Pubblicato il ottobre 21, 2019, in BASKET NAZIONALE E INTERNAZ., BASKET TRIESTINO, HighFive, News con tag , , . Aggiungi il permalink ai segnalibri. 3 commenti.

  1. Buongiorno Raffaele.
    Il proverbio giapponese che ha messo quasi in “firma” del contenuto, racchiude lo stesso, e mi piace pensare che da lì lei è partito. Lo ha declinato, per usare un termine a lei caro, e sviluppato, aperto come un bambino fa, o vorrebbe fare con un qualsiasi giocattolo o, più avanti col tempo con una radio.
    Mi ripeto, una volta di più, e scrivo di quanto alcuni suoi articoli sono, a parer mio, piccole storie dell’anima condivise con gli altri.
    Scrivo questo non perchè dovuto, non per un complimento, e non per una mia compulsiva esigenza di commentare sui – sedicenti – “social”. Non amo commentare. Non amo partecipare a disquisizioni che non siano viso a viso, magari davanti ad un caffè o un buon bicchiere.
    Amo il silenzio dell’ Homo sapiens.
    Ma non quello dettato dall’indifferenza. Quel silenzio da lei ben descritto in questo suo articolo. Quel silenzio figlio della Rivoluzione Cognitiva, che ci ha portato dal Neanderthal al Sapiens. Quella Rivoluzione che ci fa creare finzioni, gli accademici in parrucca le chiamerebbero Realtà immaginata o Costrutti sociali, che non sono bugie. Sono un processo che fa sì che migliaia di estranei cooperino e agiscano in direzione di obiettivi comuni.
    Sono fuggito da Trieste, molte volte, e altrettante son tornato per tornare a fuggire.
    Perchè il triestino è inquieto, forse chiuso nel suo mondo ma capace di aprirsi e inglobare in un attimo tutte le differenze.
    La “finzione” ( non bugia) del fatto capitato alla piccola Sveva è un segnale in più di quanto, credendo in uno scopo comune, anche un luogo a volte di scontro come un palasport, può renderci umani fra noi ma anche al di là del colore del tifo che viene contenuto.

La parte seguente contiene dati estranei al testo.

PR #1915, opened 2026-08-22
Improve memory limit handling in limit_resources function

KhademOHAli1:
## Summary by Sourcery

Bug Fixes:
- Make memory limit configuration respect existing hard limits and tolerate platforms that reject finite data limits, preventing startup failures when resource limiting cannot be applied.

### DIFF
--- a/modules/core.py
+++ b/modules/core.py
@@ -185,7 +185,20 @@ def limit_resources() -> None:
             kernel32.SetProcessWorkingSetSize(-1, ctypes.c_size_t(memory), ctypes.c_size_t(memory))
         else:
             import resource
-            resource.setrlimit(resource.RLIMIT_DATA, (memory, memory))
+            _, hard_limit = resource.getrlimit(resource.RLIMIT_DATA)
+            soft_limit = memory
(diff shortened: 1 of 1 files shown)


noahximus:
Thanks for this — the hard-limit clamping is a real improvement and I'd like to take it.

One change needed first: #1849 just landed, which returns early from `limit_resources()` on Darwin. That was the right call for macOS specifically — `--max-memory` defaults to `suggest_max_memory()` (4 on Darwin), so `max_memory` is always truthy there, and a try/except would print a warning on every single macOS launch for something the platform can't do.

That makes the macOS half of this PR dead code, but the Linux half still stands on its own: clamping the soft limit to the hard limit prevents a `ValueError` when `--max-memory` exceeds the inherited hard limit, which is a genuine bug on Linux today.

Could you rebase on current `main` and scope this to the non-Darwin path — the `getrlimit` clamp plus the `try`/`except` — dropping the macOS-specific comment? The trailing-newline fix at the end of the file is welcome, keep that. Happy to merge quickly once it's rebased.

    Un filo di tristezza mi assale se penso che siano fatti tragici come questi a farci agire così. E per questo ho un filo di speranza che quello che mi assale come sensazione di sacrificio, quello di Sveva, possa diventare un monito: cercare di essere come siamo stati in questi giorni senza il bisogno di una spinta tragica. Questo mi dà il suo articolo.
    Lo giuro, non ho mai scritto tanto, non intendevo farlo nemmeno ora ma è stato un argine che è collassato e ha riversato un fiume di emozioni e pensieri.
    Dicevo che non scrivo per dirle “bravo”.
    Infatti, il suo articolo è stato il grammo in più che ha fatto spostare il baricentro e crollare quell’argine. Mi rendo conto altresì che potrebbe sembrare autoreferenziale il tutto, da parte mia.
    Ma è solo un desiderio improvviso di condividere quello che lei ha tirato fuori da me in poche righe.
    Quindi non le dico “bravo” ma la ringrazio e le auguro di continuare ad esprimersi più e più volte nella stessa maniera.
    In un mondo di articolisti alla deriva è un porto sicuro.
    Buona giornata.
    Andrea.

    post scriptum
    non è necessario che lo pubblichi come commento, faccia come sente lei. Se lo ritiene utile, pertinente vista anche la lunghezza contro ogni logica moderna di scrittura sul web.
    Non cambia nulla per me nei suoi confronti.